ABOUT THIS EXERCISE
Each record in the material below must be written out again exactly.

EXTRACTED ENTRIES
PR #4239, opened 2024-07-22
Bug fix for determining when an occasional neighbor list needs rebuilding

### LINKED ISSUE #4231: [BUG] Wrong CNA value(and neighbor list) when LAMMPS is run in a loop using next
**Summary**

If LAMMPS is run in a loop by using ```next``` and ```jump``` and if there is no data writing activity either using the ```restart``` or ```dump``` command in between the loop then it produces the wrong Common Neighbor Analysis(CNA) values. Probably due to corrupted neighbor list.
More details is in this thread at [LAMMPS Discussion forum](https://matsci.org/t/wrong-cna-value-when-lammps-is-run-in-a-loop-using-next/56414/4).

LAMMPS version: LAMMPS (17 Apr 2024 - Development - patch_17Apr2024-219-g6d5aa1fbc6)
I was able to reproduce the issue in:
(1) Ubuntu(20.04.2 LTS) in WSL 
(2) Rocky Linux(9.2) in Stampede3 at Texas Advanced Computing Center(TACC).

**Expected Behavior**

```compute cna/atom``` should be able to detect fcc structure during the entire simulation in the attached LAMMPS input script.

**Actual Behavior**

The output of the CNA value changes abruptly when there is no writing activity in between the ```run``` within the ```loop```.  But if writing frequency is increased to write the data either using ```dump``` or ```restart``` during one loop then the problem goes away. So, just changing the dump frequency alters the simulation results. Log files also show the difference in the neighbor statistics.

**Steps to Reproduce**
Attached is a minimal LAMMPS input script to reproduce the problem. First, run the script as it is then change the ```dump``` frequency from 100 to 10 to see the difference.

#. The problem still appears whether using a single processor or multiple.
#. Using different potentials does not help.
#. Changing the boundary from “ppp” to “sss” to prevent atoms from hopping from one side to other does not help.
#. A dry run without any time integration does not show up the problem.

[script_LAMMPS_Basic.md](https://github.com/user-attachments/files/16200994/script_LAMMPS_Basic.md)

### PR DESCRIPTION
**Pull request by sjplimp**
**Summary**

Occasional neighbor lists (e.g. requested by a compute) were sometimes not re-built when they should be.  In particular if
the compute were triggered on the last step of one run (e.g. due to dump file output) and then perpetual lists were re-built on the same timestep at the beginning of the next run (during the setup).  A subsequent dump file output in the next run could use the outdated neighbor list.

The logic change to ensure this doesn't happen also removed the need for an optional "preflag" in the build_one() method.  This flag was used by several computes and fixes, but has been removed, b/c it should no longer be needed.

**Related Issue(s)**

Fixes #4231

**Author(s)**

Steve

**Licensing**

**Backward Compatibility**

Hopefully no change, but the logic for rebuilding occasional lists was changed.

**Implementation Notes**

**Post Submission Checklist**

### DIFF
--- a/src/neighbor.cpp
+++ b/src/neighbor.cpp
@@ -163,6 +163,9 @@ pairclass(nullptr), pairnames(nullptr), pairmasks(nullptr)
   npair_perpetual = 0;
   plist = nullptr;
 
+  npair_occasional = 0;
+  olist = nullptr;
+
   nrequest = maxrequest = 0;
   requests = nullptr;
   j_sorted = nullptr;
@@ -253,6 +256,7 @@ Neighbor::~Neighbor()
 
   delete[] slist;
   delete[] plist;
+  delete[] olist;
 
   for (int i = 0; i < nrequest; i++)
     if (requests[i]) delete requests[i];
@@ -1008,6 +1012,9 @@ int Neighbor::init_pair()
   for (i = 0; i < nrequest; i++) {
     requests[i]->index_pair = -1;
     flag = lists[i]->pair_method;
+
+    // 22 Jul 2024 NOTE, don't think flag = 0 occurs in current code
+
     if (flag == 0) {
       neigh_pair[i] = nullptr;
       continue;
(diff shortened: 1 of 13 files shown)

### CODE REVIEW

**Comment by sjplimp** [comment]
@stanmoore1 Not sure if this CPU change in the logic used in the Neighbor::build() and build_one() methods, using the new olist vector of occasional neighbor lists, needs to be replicated for Kokkos.

File: src/neighbor.cpp [hunk 1]
```diff
@@ -1054,19 +1061,25 @@ int Neighbor::init_pair()
...
+  npair_perpetual = npair_occasional = nstencil_perpetual = 0;
   plist = new int[nlist];
+  olist = new int[nlist];
+  slist = new int[nstencil];
 
   for (i = 0; i < nlist; i++) {
     if (lists[i]->occasional == 0 && lists[i]->pair_method)
       plist[npair_perpetual++] = i;
-  }
+    if (lists[i]->occasional)
```
jtclemm: I know we determined this will never happen, should this still check `&& list[i]->pair_method` in case that ever becomes a possibility? Or just to mirror the above logic for perpetual lists?

sjplimp: yes, I forgot to add that - just pushed the change - good catch

jtclemm (approved):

WRITTEN RESPONSE
PR #4239, opened 2024-07-22
Bug fix for determining when an occasional neighbor list needs rebuilding

### LINKED ISSUE #4231: [BUG] Wrong CNA value(and neighbor list) when LAMMPS is run in a loop using next
**Summary**

If LAMMPS is run in a loop by using ```next``` and ```jump``` and if there is no data writing activity either using the ```restart``` or ```dump``` command in between the loop then it produces the wrong Common Neighbor Analysis(CNA) values. Probably due to corrupted neighbor list.
More details is in this thread at [LAMMPS Discussion forum](https://matsci.org/t/wrong-cna-value-when-lammps-is-run-in-a-loop-using-next/56414/4).

LAMMPS version: LAMMPS (17 Apr 2024 - Development - patch_17Apr2024-219-g6d5aa1fbc6)
I was able to reproduce the issue in:
(1) Ubuntu(20.04.2 LTS) in WSL 
(2) Rocky Linux(9.2) in Stampede3 at Texas Advanced Computing Center(TACC).

**Expected Behavior**

```compute cna/atom``` should be able to detect fcc structure during the entire simulation in the attached LAMMPS input script.

**Actual Behavior**

The output of the CNA value changes abruptly when there is no writing activity in between the ```run``` within the ```loop```.  But if writing frequency is increased to write the data either using ```dump``` or ```restart``` during one loop then the problem goes away. So, just changing the dump frequency alters the simulation results. Log files also show the difference in the neighbor statistics.

**Steps to Reproduce**
Attached is a minimal LAMMPS input script to reproduce the problem. First, run the script as it is then change the ```dump``` frequency from 100 to 10 to see the difference.

#. The problem still appears whether using a single processor or multiple.
#. Using different potentials does not help.
#. Changing the boundary from “ppp” to “sss” to prevent atoms from hopping from one side to other does not help.
#. A dry run without any time integration does not show up the problem.

[script_LAMMPS_Basic.md](https://github.com/user-attachments/files/16200994/script_LAMMPS_Basic.md)

### PR DESCRIPTION
**Pull request by sjplimp**
**Summary**

Occasional neighbor lists (e.g. requested by a compute) were sometimes not re-built when they should be.  In particular if
the compute were triggered on the last step of one run (e.g. due to dump file output) and then perpetual lists were re-built on the same timestep at the beginning of the next run (during the setup).  A subsequent dump file output in the next run could use the outdated neighbor list.

The logic change to ensure this doesn't happen also removed the need for an optional "preflag" in the build_one() method.  This flag was used by several computes and fixes, but has been removed, b/c it should no longer be needed.

**Related Issue(s)**

Fixes #4231

**Author(s)**

Steve

**Licensing**

**Backward Compatibility**

Hopefully no change, but the logic for rebuilding occasional lists was changed.

**Implementation Notes**

**Post Submission Checklist**

### DIFF
--- a/src/neighbor.cpp
+++ b/src/neighbor.cpp
@@ -163,6 +163,9 @@ pairclass(nullptr), pairnames(nullptr), pairmasks(nullptr)
   npair_perpetual = 0;
   plist = nullptr;
 
+  npair_occasional = 0;
+  olist = nullptr;
+
   nrequest = maxrequest = 0;
   requests = nullptr;
   j_sorted = nullptr;
@@ -253,6 +256,7 @@ Neighbor::~Neighbor()
 
   delete[] slist;
   delete[] plist;
+  delete[] olist;
 
   for (int i = 0; i < nrequest; i++)
     if (requests[i]) delete requests[i];
@@ -1008,6 +1012,9 @@ int Neighbor::init_pair()
   for (i = 0; i < nrequest; i++) {
     requests[i]->index_pair = -1;
     flag = lists[i]->pair_method;
+
+    // 22 Jul 2024 NOTE, don't think flag = 0 occurs in current code
+
     if (flag == 0) {
       neigh_pair[i] = nullptr;
       continue;
(diff shortened: 1 of 13 files shown)

### CODE REVIEW

**Comment by sjplimp** [comment]
@stanmoore1 Not sure if this CPU change in the logic used in the Neighbor::build() and build_one() methods, using the new olist vector of occasional neighbor lists, needs to be replicated for Kokkos.

File: src/neighbor.cpp [hunk 1]
```diff
@@ -1054,19 +1061,25 @@ int Neighbor::init_pair()
...
+  npair_perpetual = npair_occasional = nstencil_perpetual = 0;
   plist = new int[nlist];
+  olist = new int[nlist];
+  slist = new int[nstencil];
 
   for (i = 0; i < nlist; i++) {
     if (lists[i]->occasional == 0 && lists[i]->pair_method)
       plist[npair_perpetual++] = i;
-  }
+    if (lists[i]->occasional)
```
jtclemm: I know we determined this will never happen, should this still check `&& list[i]->pair_method` in case that ever becomes a possibility? Or just to mirror the above logic for perpetual lists?

sjplimp: yes, I forgot to add that - just pushed the change - good catch

jtclemm (approved):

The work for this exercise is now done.